To identify the disease-related ncRNAs, including lncRNAs and miRNAs, we presented a novel method based on disease similarity using a random walk. With the high AUC performance of predicting disease-related miRNAs and lncRNAs (0.9893, 0.9007), the proposed methods in this paper may also be applied to predict other disease-related modules, e.g. SNP and risk pathways [43, 44].

Conclusions

In this study, we presented a novel method, InfDisSim, to figure out disease similarity by semantic association and disease-related genes. In time of computing similarity based on genes, information flow was modelled into a comprehensive GFN, which is constructed by integrating multiple interactions involving mRNA co-expression, protein-protein interaction, protein complex, and so on. In the precious study, SemFunSim has introduced the interactions of pair-wise genes between different gene set. Here, the whole network was fully employed based on information flow. It introduced a novel view to compute disease similarity.

The performance of InfDisSim was validated employing the benchmark set. The high AUC (0.9786) indicates its excellent performance. Then, we assessed the observation that similar diseases could have common therapeutic drugs. Finally, InfDisSim disease similarity was significant positively correlated with the co-occurrence drugs (Pearson correlation γ2 = 0.1315, p = 2.2e-16; Fig. 5). Therefore, InfDisSim disease similarity could be utilized to predict potential associations between diseases and drugs.

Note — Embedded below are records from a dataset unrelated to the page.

PR #3275, opened 2026-08-22
fix(coordinator): prune dead daemon from running builds on DaemonExit

### LINKED ISSUE #3272: coordinator: DaemonExit path doesn't prune disconnected daemons from running builds, hanging multi-daemon `dora build` until the 20-min watchdog
## Summary

The coordinator has two daemon-disconnect paths, and they handle in-progress **builds** asymmetrically:

- **Heartbeat-timeout path** (`binaries/coordinator/src/lib.rs:2191-2222`) calls `cleanup_disconnected_daemons_from_running_builds`, pruning the dead daemon from every running build's `pending_build_results`.
- **`Event::DaemonExit` path** (`lib.rs:2370-2411`) calls `cleanup_disconnected_daemons_from_running_dataflows` + `apply_disconnect_actions`, but **never** calls `cleanup_disconnected_daemons_from_running_builds`.

`DaemonExit` is the common, immediate disconnect path — it fires as soon as the daemon's WebSocket closes (i.e. right when its process dies), well before the 30-second heartbeat-staleness threshold at `lib.rs:2175`. And because `DaemonExit` removes the daemon from `daemon_connections` (`lib.rs:2381`), the heartbeat watchdog — which only iterates `daemon_connections` — will *never* subsequently fire for that daemon. So the build-pruning call is simply skipped for the overwhelmingly common case.

## Why it hangs the build

A distributed build finalizes only when `pending_build_results` becomes empty (`lib.rs:2501`):

```rust
Event::DataflowBuildResult { build_id, daemon_id, result } => match running_builds.get_mut(&build_id) {
    Some(build) => {
        build.pending_build_results.remove(&daemon_id);
        // ...
        if build.pending_build_results.is_empty() {   // <-- only finalizes here
            // ... move to finished_builds, release wait_for_build
        }
    }
```

`apply_disconnect_actions` (`lib.rs:3710-3731`) only handles dataflow actions (`ReleaseReadyBarrier` / `ReclaimOrphaned`); it never touches `running_builds`. So on the `DaemonExit` path a dead daemon stays in `pending_build_results` indefinitely.

**Scenario:** a multi-daemon `dora build` spans daemons A and B. A's process exits (or its WS drops) after accepting the build RPC but before reporting its `DataflowBuildResult` → coordinator gets `Event::DaemonExit{A}`, which removes A from `daemon_connections` but leaves A in the build's `pending_build_results`. B then finishes and sends its result; the handler removes B, but A is still present, so `pending_build_results.is_empty()` is false and the build is never finalized. `wait_for_build` blocks until the `check_build_timeouts` watchdog fires — **`BUILD_RESULT_TIMEOUT_DEFAULT` = 20 minutes** (`lib.rs:116`) — and only then reports the build as *failed*.

On the heartbeat-timeout path the identical disconnect prunes A from `pending_build_results`, so B's later report finalizes the build promptly.

## Affected code

- `Event::DaemonExit` handler missing the build-cleanup call: `binaries/coordinator/src/lib.rs:2370-2411`
- The call it should mirror (heartbeat path): `lib.rs:2212-2215`
- Finalize-only-on-empty: `lib.rs:2501`
- `cleanup_disconnected_daemons_from_running_builds`: `lib.rs:3741-3750`

## Suggested fix

Add the same call the heartbeat path makes to the `DaemonExit` handler (inside the `connection_id` match arm, after the dataflow cleanup):

```rust
cleanup_disconnected_daemons_from_running_builds(&mut running_builds, &disconnected);
```

Note the design nuance to preserve: `cleanup_disconnected_daemons_from_running_builds` deliberately does **not** itself re-check `is_empty()` / finalize (see its doc comment at `lib.rs:3733-3740`, #1465 — the watchdog is meant to be the chokepoint for the all-daemons-gone case). That is fine here: in the mixed case above, the *surviving* daemon's later `DataflowBuildResult` performs the finalization once the dead daemon has been pruned; the all-gone case still falls to the watchdog. Worth confirming while fixing: after a mid-build daemon loss, whether the surviving-daemons-succeed outcome should report success or a "daemon vanished mid-build" failure — the pruning makes the build resolve, but the dead daemon's contribution is simply dropped.

## Verification

Confirmed by code inspection of `main` (the asymmetry, the finalize-only-on-empty condition, that `apply_disconnect_actions` never touches `running_builds`, and that `DaemonExit` removes the daemon from `daemon_connections` so the heartbeat path can't later catch it). Not reproduced at runtime — a multi-daemon build harness would be needed to observe the 20-minute hang end-to-end, so please validate before landing a fix.

---

*This issue was filed automatically by a scheduled, unattended Claude Code review of the dora codebase (a periodic bug-hunting routine). No human has reviewed it yet; please verify the analysis before acting.*

phil-opp:
## Summary

The coordinator has two daemon-disconnect paths, and they handled in-progress **builds** asymmetrically:

- **Heartbeat-timeout path** (`binaries/coordinator/src/lib.rs:2191-2222`) called `cleanup_disconnected_daemons_from_running_builds`, pruning the dead daemon from every running build's `pending_build_results`.
- **`Event::DaemonExit` path** (`lib.rs:2370-2411`) called `cleanup_disconnected_daemons_from_running_dataflows` + `apply_disconnect_actions`, but never called `cleanup_disconnected_daemons_from_running_builds`.

`DaemonExit` fires on the common WebSocket-close path (i.e. as soon as the daemon process dies), well before the 30-second heartbeat-staleness threshold at `lib.rs:2175` — and because `DaemonExit` removes the daemon from `daemon_connections` (`lib.rs:2381`), the heartbeat watchdog (which only iterates `daemon_connections`) never subsequently fires for that daemon. So the build-pruning call was simply skipped for the overwhelmingly common case.

## Why it hung the build

A distributed build only finalizes when `pending_build_results.is_empty()` (`lib.rs:2501`). Scenario:

1. Multi-daemon `dora build` spans daemons A and B.
2. A's process exits after accepting the build RPC but before reporting its `DataflowBuildResult`.
3. Coordinator gets `Event::DaemonExit{A}` → removes A from `daemon_connections` but leaves A in `pending_build_results`.
4. B finishes and sends its result; the handler removes B, but A is still present, so `pending_build_results.is_empty()` is false and the build is never finalized.
5. `wait_for_build` blocks until the `check_build_timeouts` watchdog fires — `BUILD_RESULT_TIMEOUT_DEFAULT` = 20 min (`lib.rs:116`) — and only then reports the build as failed.

On the heartbeat-timeout path the identical disconnect prunes A from `pending_build_results`, so B's later report finalizes the build promptly.

## Fix

Mirror the heartbeat path from the `DaemonExit` handler — one added call, positioned like the heartbeat-path call it mirrors (after the dataflow cleanup, before `notify_daemons_about_disconnected_peers`):

```rust
cleanup_disconnected_daemons_from_running_builds(
    &mut running_builds,
    &disconnected,
);
```

Finalization stays owned by the `DataflowBuildResult` handler / `check_build_timeouts` watchdog — the helper's docstring (`lib.rs:3733-3740`, #1465) intentionally leaves that as the single chokepoint. In the mixed case above, the surviving daemon's later `DataflowBuildResult` now performs the finalization once the dead daemon has been pruned; the all-gone case still falls to the watchdog.

## Tests

New regression test `cleanup_disconnected_daemons_from_running_builds_prunes_only_listed_daemons` locks in the pruning invariant the `DaemonExit` handler now relies on:

- The pruned daemon is gone from `pending_build_results`.
- Surviving daemons are untouched.
- `build_result` remains `Pending` — the cleanup helper must never itself finalize.

`cargo test -p dora-coordinator --lib` — 133 passed. `cargo fmt --all -- --check` clean; `cargo clippy -p dora-coordinator --lib --tests -- -D warnings` clean (a pre-existing `needless_late_init` warning under the newer Rust toolchain fires in `dora-tracing`, unrelated to this diff).

Closes #3272

---

### DIFF
--- a/binaries/coordinator/src/lib.rs
+++ b/binaries/coordinator/src/lib.rs
@@ -2396,6 +2396,25 @@ async fn start_inner(
                         &clock,
                     )
                     .await?;
+                    // Prune the exited daemon from every running build's
+                    // `pending_build_results`. Without this, an in-progress
+                    // multi-daemon `dora build` would sit with a dead
+                    // daemon in `pending_build_results` until the 20-minute
+                    // `check_build_timeouts` watchdog fires, even after
+                    // every surviving daemon has reported. The heartbeat-
+                    // timeout path (`Event::HeartbeatInterval`) already
+                    // does this at lib.rs:2212; `DaemonExit` fires on the
+                    // common WebSocket-close path well before the 30 s
+                    // heartbeat staleness threshold and removes the daemon
+                    // from `daemon_connections`, so the heartbeat path
+                    // will never subsequently catch it. Mirror the
+                    // heartbeat path here. Finalization is left to
+                    // `check_build_timeouts` / a surviving daemon's later
+                    // `DataflowBuildResult` — see the fn docstring (#3272).
+                    cleanup_disconnected_daemons_from_running_builds(
+                        &mut running_builds,
+                        &disconnected,
+                    );
                     notify_daemons_about_disconnected_peers(
                         &disconnected,
                         &mut daemon_connections,
@@ -10032,6 +10051,57 @@ mod tests {
             pending_restarts.len(),
             1,
             "original PendingRestart must not be overwritten by duplicate"
+        );
+    }
+
+    /// #3272: `cleanup_disconnected_daemons_from_running_builds` must prune
+    /// the given daemon(s) from every running build's `pending_build_results`
+    /// so a mixed disconnect (one daemon dies mid-build, others still to
+    /// report) can be finalized by the survivor's later `DataflowBuildResult`
+    /// rather than waiting for the 20-minute `check_build_timeouts` watchdog.
+    ///
+    /// This locks in the invariant the `DaemonExit` handler now relies on:
+    /// after the call, the pruned daemon's entry is gone but the build is
+    /// still present with its remaining `pending_build_results` (finalization
+    /// stays owned by the `DataflowBuildResult` handler / watchdog).
+    #[test]
+    fn cleanup_disconnected_daemons_from_running_builds_prunes_only_listed_daemons() {
+        let build_id = BuildId::generate();
+        let dead = DaemonId::new(Some("dead".to_string()));
+        let alive = DaemonId::new(Some("alive".to_string()));
+        let mut pending = BTreeSet::new();
+        pending.insert(dead.clone());
+        pending.insert(alive.clone());
+
+        let build = RunningBuild {
+            errors: Vec::new(),
+            build_result: CachedResult::default(),
+            buffered_log_messages: Vec::new(),
+            log_subscribers: Vec::new(),
+            pending_build_results: pending,
+            build_started_at: Instant::now(),
+        };
+        let mut running_builds: HashMap<BuildId, RunningBuild> = HashMap::new();
+        running_builds.insert(build_id, build);
+
+        let disconnected = BTreeSet::from([dead.clone()]);
+        cleanup_disconnected_daemons_from_running_builds(&mut running_builds, &disconnected);
+
+        let build = running_builds
+            .get(&build_id)
+            .expect("build must still be in running_builds — finalization is owned elsewhere");
+        assert!(
+            !build.pending_build_results.contains(&dead),
+            "dead daemon must be pruned from pending_build_results"
+        );
+        assert!(
+            build.pending_build_results.contains(&alive),
+            "surviving daemons must NOT be pruned"
+        );
+        assert!(
+            build.build_result.is_pending(),
+            "cleanup must NOT itself resolve build_result — the watchdog / \
+             surviving daemon's DataflowBuildResult owns finalization"
         );
     }
 }


phil-opp:
**Automated review by Claude** (fully automated — no human in the loop).

The fix itself looks correct and minimal — it mirrors the heartbeat path (same helper, same ordering: after `apply_disconnect_actions` and before `notify_daemons_about_disconnected_peers`, inside the connection-id guard), and the `DataflowBuildResult` handler (lib.rs:2491-2521) does finalize once `pending_build_results` is empty, so the mixed-disconnect scenario is genuinely resolved.

I do have one concern about the regression test. The behavioral change in this PR is the *added call* to `cleanup_disconnected_daemons_from_running_builds` inside the `Event::DaemonExit` handler (~lib.rs:2411). The new test calls that helper directly, but the helper is unchanged by this PR — it already existed and is already invoked from the heartbeat path at lib.rs:2212. So the test passes identically whether or not the fix is present: deleting the newly-added call in the `DaemonExit` handler would leave the test green. As written it locks in an invariant of an unchanged helper rather than guarding the actual fix or reproducing #3272.

Would it be feasible to drive this through the `DaemonExit` handler instead — e.g. a `start_inner`/event-loop-level test that feeds a `DaemonExit` mid-build and asserts the build's `pending_build_results` no longer contains the dead daemon? That would fail on the pre-fix code. The `DaemonExit` path currently has no test coverage at all, so it would also be net-new value.

---

phil-opp:
**Automated review by Claude** (fully automated — no human in the loop.)

One concern about the finalization semantics this change newly exposes on the common disconnect path.

`cleanup_disconnected_daemons_from_running_builds` (lib.rs:3745-3749) prunes the dead daemon from `pending_build_results` without recording anything in `build.errors`. In the exact mixed scenario this PR targets — daemon A dies mid-build, daemon B still to report — once A is pruned and B later reports `Ok`, the `DataflowBuildResult` handler finalizes with `build.errors.is_empty()` → `Ok(())` (lib.rs:2507-2511). So `dora build` returns **success** even though daemon A vanished before finishing its portion of the build, and the control client is never told a daemon was lost (`notify_daemons_about_disconnected_peers` only notifies daemons, not the CLI).

Before this change, that scenario stayed in `pending_build_results` and was eventually surfaced as an explicit failure by `check_build_timeouts` (`"… N daemon(s) never reported build_result"`). This PR moves a mid-build daemon death on `DaemonExit` — the common WebSocket-close path — from "reported as a build failure" to "silently reported as a passing build."

I realize the false-success behavior already exists on the heartbeat-timeout path (the helper is shared, #1465), so the PR doesn't introduce it from scratch — but it does make it the common case. Is that the intended semantics, or should a mid-build disconnect push an error into the affected running builds so the build finalizes as `Failed`? Happy to hear this is acceptable if a subsequent `dora start` is expected to catch the missing nodes.

---

phil-opp:
🤖 **Fully automated review by Claude** — generated automatically, not vetted by a human.

I found one issue: the fix closes only one of the two disconnect orderings; the reverse ordering still hangs for ~20 min and then reports a spurious *failure*.

`cleanup_disconnected_daemons_from_running_builds` only removes the dead daemon from `pending_build_results` and deliberately never finalizes (per its own docstring). A build is finalized in only two places: the `DataflowBuildResult` handler (on an incoming daemon result, when `pending_build_results.is_empty()`) and the 20‑min `check_build_timeouts` watchdog. The `DaemonExit` handler calls the cleanup helper but does not re-check completeness afterward.

So for daemons A (dies) + B (survives), in the ordering where **B reports first and A is the last pending entry**:
- B's `DataflowBuildResult` leaves `pending = {A}` (not empty → no finalize).
- A's `DaemonExit` prunes A → `pending = {}`, but nothing re-checks emptiness, so the build stays in `running_builds` with `build_result` still Pending.
- No further `DataflowBuildResult` can arrive, so `wait_for_build` blocks until the watchdog fires, which then sets `Err` with the self-contradictory message `"build timed out after 1200s; 0 daemon(s) never reported build_result"` — a spurious failure even though every surviving daemon reported `Ok`.

The PR body notes that the all-gone case still falls to the watchdog, so the delay is known — but worth flagging that it degrades to a false *failure*, not just latency. The complete fix looks like re-checking `pending_build_results.is_empty()` right after the prune in the `DaemonExit` handler and finalizing immediately with the surviving daemons' results, mirroring the `DataflowBuildResult` path.

This isn't a regression (the same ordering hangs on `main`), but the PR's stated goal — avoid waiting on the 20‑min watchdog when a daemon dies mid-build — is only partially met.

---

phil-opp:
closed in favor of #3342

lncRNA similarity and miRNA similarity could be computed based on InfDisSim disease similarity. Here, for all the pairs of lncRNAs (miRNAs), which was applied to construct a LSN (MSN), we calculated their similarities. The network was further used to predicate disease-related lncRNAs (miRNAs). As a result, the high AUC (0.9893, 0.9007) illustrates that the LSN (MSN) is very appropriate for predicting potential associations between diseases and lncRNAs (miRNAs) based on RWR.